## EXERCISE REQUIREMENTS:
Look through the records that follow. Copy every line containing the word "above".

## Dataset entries:
★ ★ ★

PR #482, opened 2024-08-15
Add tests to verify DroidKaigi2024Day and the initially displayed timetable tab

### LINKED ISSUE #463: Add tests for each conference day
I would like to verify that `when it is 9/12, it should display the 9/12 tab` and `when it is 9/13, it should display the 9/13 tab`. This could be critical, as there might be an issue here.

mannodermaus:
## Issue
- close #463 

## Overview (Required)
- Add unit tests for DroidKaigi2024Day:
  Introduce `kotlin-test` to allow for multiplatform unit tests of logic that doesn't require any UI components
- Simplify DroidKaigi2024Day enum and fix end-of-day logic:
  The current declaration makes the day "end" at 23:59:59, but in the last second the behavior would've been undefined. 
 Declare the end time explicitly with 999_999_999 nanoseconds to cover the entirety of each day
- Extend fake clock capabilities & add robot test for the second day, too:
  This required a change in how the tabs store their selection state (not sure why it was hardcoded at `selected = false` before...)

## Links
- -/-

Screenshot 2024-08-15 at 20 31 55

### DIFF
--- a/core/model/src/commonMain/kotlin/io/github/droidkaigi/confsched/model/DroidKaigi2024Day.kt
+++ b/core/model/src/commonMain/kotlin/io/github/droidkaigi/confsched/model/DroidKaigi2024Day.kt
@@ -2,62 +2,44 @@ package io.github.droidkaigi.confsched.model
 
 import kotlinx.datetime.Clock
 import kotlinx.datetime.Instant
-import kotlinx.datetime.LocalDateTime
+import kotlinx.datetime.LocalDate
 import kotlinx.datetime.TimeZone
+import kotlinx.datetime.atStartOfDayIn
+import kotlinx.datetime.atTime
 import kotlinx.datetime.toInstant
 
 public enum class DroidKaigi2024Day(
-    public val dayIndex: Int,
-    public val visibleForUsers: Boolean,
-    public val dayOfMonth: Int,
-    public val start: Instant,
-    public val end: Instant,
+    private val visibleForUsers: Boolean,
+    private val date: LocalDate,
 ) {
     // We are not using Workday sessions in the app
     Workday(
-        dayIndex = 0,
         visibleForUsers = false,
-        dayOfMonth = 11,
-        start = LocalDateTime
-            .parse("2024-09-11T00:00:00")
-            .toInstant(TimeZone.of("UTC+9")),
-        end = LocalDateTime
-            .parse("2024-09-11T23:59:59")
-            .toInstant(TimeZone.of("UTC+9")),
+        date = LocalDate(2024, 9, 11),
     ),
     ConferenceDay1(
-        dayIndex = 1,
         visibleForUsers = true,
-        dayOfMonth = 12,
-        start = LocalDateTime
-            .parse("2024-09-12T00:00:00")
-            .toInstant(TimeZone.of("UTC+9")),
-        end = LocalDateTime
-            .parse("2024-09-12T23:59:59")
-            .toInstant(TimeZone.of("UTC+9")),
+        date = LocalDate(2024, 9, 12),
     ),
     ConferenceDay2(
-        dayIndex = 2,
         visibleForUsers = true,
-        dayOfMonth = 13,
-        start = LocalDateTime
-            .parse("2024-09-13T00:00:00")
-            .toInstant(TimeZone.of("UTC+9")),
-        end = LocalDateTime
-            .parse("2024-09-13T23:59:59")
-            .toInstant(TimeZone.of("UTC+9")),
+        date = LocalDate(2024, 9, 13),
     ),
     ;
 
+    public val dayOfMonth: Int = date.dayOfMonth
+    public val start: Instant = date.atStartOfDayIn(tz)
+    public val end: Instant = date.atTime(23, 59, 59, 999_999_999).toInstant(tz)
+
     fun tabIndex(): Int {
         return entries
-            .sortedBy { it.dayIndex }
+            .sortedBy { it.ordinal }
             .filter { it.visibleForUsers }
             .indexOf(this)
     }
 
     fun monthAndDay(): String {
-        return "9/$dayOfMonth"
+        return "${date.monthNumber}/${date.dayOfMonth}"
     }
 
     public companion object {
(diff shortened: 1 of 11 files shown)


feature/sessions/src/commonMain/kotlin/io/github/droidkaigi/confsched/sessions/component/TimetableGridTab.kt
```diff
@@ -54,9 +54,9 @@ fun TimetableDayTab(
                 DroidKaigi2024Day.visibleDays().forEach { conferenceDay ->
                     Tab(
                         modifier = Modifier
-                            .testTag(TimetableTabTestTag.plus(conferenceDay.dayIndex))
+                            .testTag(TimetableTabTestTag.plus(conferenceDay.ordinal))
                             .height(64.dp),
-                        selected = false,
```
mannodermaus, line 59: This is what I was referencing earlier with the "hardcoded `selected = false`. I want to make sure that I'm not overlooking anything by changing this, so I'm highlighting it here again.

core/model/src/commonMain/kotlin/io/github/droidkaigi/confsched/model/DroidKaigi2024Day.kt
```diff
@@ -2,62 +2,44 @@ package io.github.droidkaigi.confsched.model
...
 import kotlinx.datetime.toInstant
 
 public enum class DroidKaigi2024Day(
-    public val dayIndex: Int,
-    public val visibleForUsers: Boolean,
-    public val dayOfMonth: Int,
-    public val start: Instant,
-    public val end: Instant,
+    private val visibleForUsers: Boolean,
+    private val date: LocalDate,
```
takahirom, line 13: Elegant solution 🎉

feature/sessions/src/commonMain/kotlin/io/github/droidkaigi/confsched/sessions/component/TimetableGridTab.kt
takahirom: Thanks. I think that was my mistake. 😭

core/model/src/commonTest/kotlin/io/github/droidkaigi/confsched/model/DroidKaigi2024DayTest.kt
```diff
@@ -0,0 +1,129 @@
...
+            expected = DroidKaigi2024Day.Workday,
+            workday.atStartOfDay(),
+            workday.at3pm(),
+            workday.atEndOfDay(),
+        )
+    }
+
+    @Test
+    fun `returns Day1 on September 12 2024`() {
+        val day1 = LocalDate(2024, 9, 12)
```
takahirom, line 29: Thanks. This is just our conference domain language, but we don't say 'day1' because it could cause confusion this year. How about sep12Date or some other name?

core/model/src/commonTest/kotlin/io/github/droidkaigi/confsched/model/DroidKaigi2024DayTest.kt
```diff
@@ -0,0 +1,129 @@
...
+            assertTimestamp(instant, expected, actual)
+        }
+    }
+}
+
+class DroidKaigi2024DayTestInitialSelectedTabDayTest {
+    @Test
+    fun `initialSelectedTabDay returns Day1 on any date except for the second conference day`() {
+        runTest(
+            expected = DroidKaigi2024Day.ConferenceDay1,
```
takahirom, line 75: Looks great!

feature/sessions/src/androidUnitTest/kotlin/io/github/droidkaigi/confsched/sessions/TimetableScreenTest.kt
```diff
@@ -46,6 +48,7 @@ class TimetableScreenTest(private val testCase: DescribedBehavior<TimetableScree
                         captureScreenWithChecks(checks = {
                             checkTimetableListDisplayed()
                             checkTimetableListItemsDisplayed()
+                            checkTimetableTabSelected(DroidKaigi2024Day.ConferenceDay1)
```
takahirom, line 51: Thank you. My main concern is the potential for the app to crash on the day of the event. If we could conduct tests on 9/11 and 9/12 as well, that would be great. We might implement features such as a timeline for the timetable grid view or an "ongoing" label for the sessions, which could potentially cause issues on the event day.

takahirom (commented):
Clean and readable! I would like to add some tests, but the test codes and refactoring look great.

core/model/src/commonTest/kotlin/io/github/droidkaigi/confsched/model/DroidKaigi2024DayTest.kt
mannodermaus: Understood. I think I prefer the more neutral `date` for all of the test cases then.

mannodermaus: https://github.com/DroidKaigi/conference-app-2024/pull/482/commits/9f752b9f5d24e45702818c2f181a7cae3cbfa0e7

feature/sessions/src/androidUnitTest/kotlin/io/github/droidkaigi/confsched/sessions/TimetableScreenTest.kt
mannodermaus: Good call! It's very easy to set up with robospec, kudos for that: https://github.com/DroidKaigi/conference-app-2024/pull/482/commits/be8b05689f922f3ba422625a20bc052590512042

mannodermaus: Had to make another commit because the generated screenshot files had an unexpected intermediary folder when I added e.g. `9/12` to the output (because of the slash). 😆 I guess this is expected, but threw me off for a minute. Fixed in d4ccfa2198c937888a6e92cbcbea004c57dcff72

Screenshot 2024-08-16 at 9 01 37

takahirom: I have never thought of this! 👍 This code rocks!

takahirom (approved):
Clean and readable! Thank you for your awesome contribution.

★ ★ ★

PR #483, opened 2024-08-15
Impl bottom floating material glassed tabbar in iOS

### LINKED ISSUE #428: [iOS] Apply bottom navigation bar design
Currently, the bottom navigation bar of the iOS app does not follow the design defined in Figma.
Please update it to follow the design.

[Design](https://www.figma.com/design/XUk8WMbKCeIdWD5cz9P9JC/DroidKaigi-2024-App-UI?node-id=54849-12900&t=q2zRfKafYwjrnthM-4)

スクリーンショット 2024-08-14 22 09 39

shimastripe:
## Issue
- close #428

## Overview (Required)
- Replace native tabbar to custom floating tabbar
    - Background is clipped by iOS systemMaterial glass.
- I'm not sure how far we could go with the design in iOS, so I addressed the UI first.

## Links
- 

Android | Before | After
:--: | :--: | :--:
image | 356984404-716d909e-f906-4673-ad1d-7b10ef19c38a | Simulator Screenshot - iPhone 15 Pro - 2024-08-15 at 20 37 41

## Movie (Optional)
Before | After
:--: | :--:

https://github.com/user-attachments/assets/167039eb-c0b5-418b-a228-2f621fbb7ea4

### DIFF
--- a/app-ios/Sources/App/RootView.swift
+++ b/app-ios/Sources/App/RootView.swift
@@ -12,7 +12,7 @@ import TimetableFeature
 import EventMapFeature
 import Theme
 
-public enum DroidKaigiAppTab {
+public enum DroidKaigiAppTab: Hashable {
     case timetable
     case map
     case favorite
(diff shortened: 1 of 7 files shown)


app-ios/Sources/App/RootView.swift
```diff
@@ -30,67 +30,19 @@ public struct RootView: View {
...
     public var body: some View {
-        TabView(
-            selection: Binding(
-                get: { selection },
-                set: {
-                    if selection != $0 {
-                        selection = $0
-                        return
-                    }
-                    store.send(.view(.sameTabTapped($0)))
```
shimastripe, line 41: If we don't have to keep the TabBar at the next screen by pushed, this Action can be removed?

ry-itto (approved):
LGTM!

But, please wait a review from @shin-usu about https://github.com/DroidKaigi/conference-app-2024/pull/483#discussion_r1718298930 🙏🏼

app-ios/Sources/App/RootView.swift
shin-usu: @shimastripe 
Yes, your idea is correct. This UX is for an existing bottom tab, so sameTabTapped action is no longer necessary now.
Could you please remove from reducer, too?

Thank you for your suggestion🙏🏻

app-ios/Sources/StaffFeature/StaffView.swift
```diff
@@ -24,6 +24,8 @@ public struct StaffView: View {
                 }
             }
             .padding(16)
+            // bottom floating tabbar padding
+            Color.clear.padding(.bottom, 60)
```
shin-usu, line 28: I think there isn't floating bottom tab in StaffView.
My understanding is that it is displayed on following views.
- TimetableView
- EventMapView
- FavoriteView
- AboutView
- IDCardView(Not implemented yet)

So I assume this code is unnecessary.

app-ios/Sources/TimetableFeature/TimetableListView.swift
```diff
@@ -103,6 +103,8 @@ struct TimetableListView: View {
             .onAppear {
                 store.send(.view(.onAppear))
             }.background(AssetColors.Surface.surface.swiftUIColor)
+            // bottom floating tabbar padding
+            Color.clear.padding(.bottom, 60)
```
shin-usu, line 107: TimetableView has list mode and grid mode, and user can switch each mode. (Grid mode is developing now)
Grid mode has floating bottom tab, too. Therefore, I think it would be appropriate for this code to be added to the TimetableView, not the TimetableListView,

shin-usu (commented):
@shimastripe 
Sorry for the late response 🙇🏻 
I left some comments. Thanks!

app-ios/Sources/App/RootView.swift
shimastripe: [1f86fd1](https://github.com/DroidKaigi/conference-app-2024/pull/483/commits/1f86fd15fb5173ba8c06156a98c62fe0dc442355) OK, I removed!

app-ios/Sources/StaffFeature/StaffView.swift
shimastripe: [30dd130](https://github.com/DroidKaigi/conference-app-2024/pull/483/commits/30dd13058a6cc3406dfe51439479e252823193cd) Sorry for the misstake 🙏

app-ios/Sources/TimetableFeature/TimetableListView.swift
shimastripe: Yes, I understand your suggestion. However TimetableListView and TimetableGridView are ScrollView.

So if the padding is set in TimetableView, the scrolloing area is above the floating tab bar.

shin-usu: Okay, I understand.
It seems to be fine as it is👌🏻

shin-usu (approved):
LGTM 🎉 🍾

★ ★ ★

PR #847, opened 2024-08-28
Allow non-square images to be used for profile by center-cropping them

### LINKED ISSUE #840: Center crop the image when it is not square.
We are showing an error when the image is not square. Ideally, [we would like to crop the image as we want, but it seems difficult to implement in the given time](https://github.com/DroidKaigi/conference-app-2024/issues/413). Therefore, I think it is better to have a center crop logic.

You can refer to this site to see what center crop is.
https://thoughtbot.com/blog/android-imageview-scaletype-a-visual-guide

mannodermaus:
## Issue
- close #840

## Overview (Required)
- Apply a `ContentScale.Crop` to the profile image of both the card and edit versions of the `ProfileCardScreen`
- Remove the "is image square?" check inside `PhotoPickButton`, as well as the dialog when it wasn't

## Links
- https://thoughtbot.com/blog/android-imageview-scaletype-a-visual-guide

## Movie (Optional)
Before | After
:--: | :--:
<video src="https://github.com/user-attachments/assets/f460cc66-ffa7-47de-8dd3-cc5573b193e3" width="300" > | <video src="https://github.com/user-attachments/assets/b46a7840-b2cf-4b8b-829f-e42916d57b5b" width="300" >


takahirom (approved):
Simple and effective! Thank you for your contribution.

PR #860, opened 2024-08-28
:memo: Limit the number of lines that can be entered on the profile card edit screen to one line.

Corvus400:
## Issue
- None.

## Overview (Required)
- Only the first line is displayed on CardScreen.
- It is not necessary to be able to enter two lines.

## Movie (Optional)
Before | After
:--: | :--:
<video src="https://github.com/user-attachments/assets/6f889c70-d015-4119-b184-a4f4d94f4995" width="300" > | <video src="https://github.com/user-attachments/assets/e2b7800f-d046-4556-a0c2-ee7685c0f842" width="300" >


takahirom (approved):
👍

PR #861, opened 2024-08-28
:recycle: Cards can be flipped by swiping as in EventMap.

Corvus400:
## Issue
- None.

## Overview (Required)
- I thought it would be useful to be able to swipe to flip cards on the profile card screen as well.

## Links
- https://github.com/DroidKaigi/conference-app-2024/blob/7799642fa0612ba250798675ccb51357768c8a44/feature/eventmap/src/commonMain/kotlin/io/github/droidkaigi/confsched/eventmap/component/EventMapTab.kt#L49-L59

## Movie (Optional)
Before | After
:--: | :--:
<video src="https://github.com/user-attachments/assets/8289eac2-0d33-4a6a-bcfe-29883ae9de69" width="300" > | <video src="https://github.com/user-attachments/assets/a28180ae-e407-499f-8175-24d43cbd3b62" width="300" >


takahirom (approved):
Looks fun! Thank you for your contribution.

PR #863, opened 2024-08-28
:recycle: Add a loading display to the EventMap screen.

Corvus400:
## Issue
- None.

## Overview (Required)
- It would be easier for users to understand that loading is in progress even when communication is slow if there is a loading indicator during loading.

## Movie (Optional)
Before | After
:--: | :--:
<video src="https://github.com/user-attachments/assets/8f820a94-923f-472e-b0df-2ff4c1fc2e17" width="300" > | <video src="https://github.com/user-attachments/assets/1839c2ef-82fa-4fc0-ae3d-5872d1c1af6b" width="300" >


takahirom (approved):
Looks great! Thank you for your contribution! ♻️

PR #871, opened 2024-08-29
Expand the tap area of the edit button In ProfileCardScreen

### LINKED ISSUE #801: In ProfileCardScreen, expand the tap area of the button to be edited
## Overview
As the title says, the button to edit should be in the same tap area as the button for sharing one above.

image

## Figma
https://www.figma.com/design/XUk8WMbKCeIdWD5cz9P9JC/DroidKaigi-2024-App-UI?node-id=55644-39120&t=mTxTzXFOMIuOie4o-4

★ ★ ★

## ANSWER TO THE PROBLEM:
So if the padding is set in TimetableView, the scrolloing area is above the floating tab bar.
As the title says, the button to edit should be in the same tap area as the button for sharing one above.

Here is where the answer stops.